Recommendation: The FDA should identify clear definitions for the terms “whistleblower,” “confidential informant,” and “informant,” and develop policies and provide training to staff regarding how to identify, escalate, and appropriately manage confidentiality of such complaints. The agency should also consider connecting complaints from such individuals to information received from product safety complaints, and product manufacturing concerns systems to support more complete access to all safety information. The FDA is evaluating how best to integrate this data to gain a holistic view of all FDA-regulated products and/or manufacturing facilities. The FDA should also review and update its mail and package delivery procedures to ensure that all mail and packages are delivered and received by addressees in a timely manner.

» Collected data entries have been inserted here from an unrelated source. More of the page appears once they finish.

PR #978, opened 2025-10-23
Init stack telegram alerts

BilalG1:
## Summary by CodeRabbit

* **New Features**
  * Stack initialization now sends completion callbacks (success/failure) to a configured notification service.
  * Backend endpoint added to receive and forward initialization completion notifications.

* **Chores**
  * Added configuration entries for Telegram callback integration.
  * Local init tooling updated to respect a configurable API base URL for callback delivery.


apps/backend/.env
```diff
@@ -83,3 +83,5 @@ STACK_OPENAI_API_KEY=# enter your openai api key
 STACK_FEATUREBASE_API_KEY=# enter your featurebase api key
 STACK_STRIPE_SECRET_KEY=# enter your stripe api key
 STACK_STRIPE_WEBHOOK_SECRET=# enter your stripe webhook secret
+STACK_INIT_TELEGRAM_BOT_TOKEN= # enter you telegram bot token
+STACK_INIT_TELEGRAM_CHAT_ID=# enter your telegram chat id
```
BilalG1: reminder: need to set these before merging

N2D4: what does the INIT stand for? why not just STACK_TELEGRAM_BOT_TOKEN?

apps/backend/src/app/api/latest/integrations/telegram/route.tsx
```diff
@@ -0,0 +1,54 @@
...
+    body: yupObject({
+      success: yupBoolean().oneOf([true]).defined(),
+    }).defined(),
+  }),
+  async handler({ body: { message } }) {
+    const botToken = getEnvVariable("STACK_INIT_TELEGRAM_BOT_TOKEN", "");
+    const chatId = getEnvVariable("STACK_INIT_TELEGRAM_CHAT_ID", "");
+
+    if (!botToken || !chatId) {
+      throw new Error("Telegram integration is not configured.");
```
N2D4: this should be a StackAssertionError

apps/backend/.env
N2D4: ahh because of init script? I think let's keep it without the INIT, we can add more TG bot actions later in that case

apps/backend/src/app/api/latest/integrations/telegram/route.tsx
N2D4, line 1: feels like a better name for this would be `api/latest/internal/init-script-callback`?

packages/init-stack/src/index.ts
```diff
@@ -354,6 +355,16 @@ async function main(): Promise<void> {
...
 
+  await notifyTelegramOnCompletion({
+    success: true,
+    distinctId,
+    options,
+    args: program.args,
+    isNonInteractive: isNonInteractiveEnv(),
+    timestamp: new Date().toISOString(),
+    projectPath,
+  });
```
N2D4: like the endpoint name change, maybe a better name for this function would be `invokeCallback`

N2D4: like the endpoint name change, maybe a better name for this function would be `invokeCallback`

packages/init-stack/src/telegram.ts
```diff
@@ -0,0 +1,76 @@
...
+    `Args: ${argSummary}`,
+    `Error: ${errorSummary}`,
+  ].filter((line): line is string => Boolean(line));
+
+  if (error?.stack) {
+    lines.push(`Stack: ${truncate(error.stack, 4000)}`);
+  }
+
+  return "_".repeat(50) + "\n\n" + lines.join("\n");
+}
```
N2D4: this should probably be in the endpoint, not here (otherwise clients can send whatever they want into our telegram chat)

N2D4 (changes requested):
some comments!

FDA Evaluation of Infant Formula Response

There is a real lack of whistleblower protection in this industry. Often when you hear about a crisis, from baby formula to Theranos to the opioid epidemic you have you have to ask “where were the good people at that company.” It can be rather disheartening. It has long been worrisome that the FDA does not have strong whistleblower protection in place, and to see how definitely that contributed to this debacle is just plain scary.

Enforcement Actions Take Too Long

There is a strong case to be made that enforcement actions take way too long with the FDA, and as a result our drug and food supply are less safe than they should be.

Take the consent decree from last week with Morton Grove Pharmaceuticals Inc. The Warning Letter was from March 2017 from an Inspection that ended in February 2016. So from inspection to consent decree, it took over five-and-a-half years. No matter where you sit on the regulatory action landscape, I hope you see a problem with that timing.